Charles McCarry, born in 1930 in Pittsfield, Massachusetts, established an international reputation as a novelist with the publication of his worldwide bestsellers, The Miernik Dossier (1973) and The Tears of Autumn (1975). He is the author of nine other novels, translated into more than thirty languages, and the author, coauthor, or editor of nine nonfiction books, in addition to short stories, poems, and about a million words of journalism in leading American and foreign magazines. As a young man he drafted speeches for a president, a presidential candidate, and other politicians. During the early Cold War, he spent an uninterrupted decade abroad as a CIA agent under deep cover. Later on he was the editor in charge of freelance operations at National Geographic and wrote the magazine's official history for its one hundredth anniversary in 1988. He and his wife, Nancy, married since 1953, live in south Florida in winter and the Berkshire Hills of Massachusetts in summer.

▪ "The End of the String" is autobiographical in the sense that it closely reflects the atmosphere and, to a degree, the reality of some of the things I experienced as a secret agent fifty-odd years ago in Africa. As is true of most works of fiction, parts of this story are invented and parts of it are drawn from vivid memory. I knew places like Ndala and made friends with men like Benjamin, the leading character in this tale, and lived through episodes that were not so very different from the ones in this story. But there is no parallel Ndala or real Benjamin. They are, by design, different enough from the originals to give away no secrets. Even for writers who never took an oath of secrecy, fiction is, after all, what ought to have been, not what actually was. At least, not exactly.

Dennis McFadden lives and writes in an old farmhouse called Mountjoy on Bliss Road, just up Peaceable Street from Harmony Corners in upstate New York. His collection of linked stories, Hart's Grove, was published in June 2010, and his fiction has appeared in dozens of publications, including the Missouri Review, New England Review, Massachusetts Review, Hayden's Ferry Review, CutBank, and South Carolina Review.

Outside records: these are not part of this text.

PR #922, opened 2021-09-17
Revert "Remove lifecycled"

keithduncan:
Reverts buildkite/elastic-ci-stack-for-aws#908 This is still used and was removed in error, noticed by @pzeballos :bow:

The poll-for-spot-termination handler in lifecycled is still used for the time being, I mistakenly removed this following the SQS and SNS method clean-up.

This may let be re-removed following experimentation with Lambda based approaches to better support ASG initiated termination.

### DIFF
--- a/packer/linux/scripts/install-lifecycled.sh
+++ b/packer/linux/scripts/install-lifecycled.sh
@@ -15,8 +15,8 @@ echo "Installing lifecycled ${LIFECYCLED_VERSION}..."
 
 sudo touch /etc/lifecycled
 sudo curl -Lf -o /usr/bin/lifecycled \
-	https://github.com/lox/lifecycled/releases/download/${LIFECYCLED_VERSION}/lifecycled-linux-${ARCH}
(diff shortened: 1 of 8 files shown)


packer/linux/scripts/install-lifecycled.sh
```diff
@@ -0,0 +1,22 @@
...
+	x86_64)    ARCH=amd64;;
+	aarch64)   ARCH=arm64;;
+	*)         ARCH=unknown;;
+esac
+
+echo "Installing lifecycled ${LIFECYCLED_VERSION}..."
+
+sudo touch /etc/lifecycled
+sudo curl -Lf -o /usr/bin/lifecycled \
+	https://github.com/lox/lifecycled/releases/download/${LIFECYCLED_VERSION}/lifecycled-linux-${ARCH}
```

▪ For a writer, the blessing of rejection is the opportunity it affords the rejected story to grow and develop. "Diamond Alley" was afforded ample opportunity. One of my earliest stories, it began as a simple vignette about a teenaged peeping Tom and the Voice of the Pittsburgh Pirates, but it underwent some serious evolution after that humble beginning. Over the years the characters and lore of the small, fictional town of Hart's Grove began to take shape and take over, insinuating themselves into the story from the roots up. "Diamond Alley" probably grew most and developed best, however, the day I decided to shift the narration to the first-person-plural point of view; then, instead of a man remembering a murder that had occurred when he was a boy, I had a Greek chorus singing a Greek tragedy.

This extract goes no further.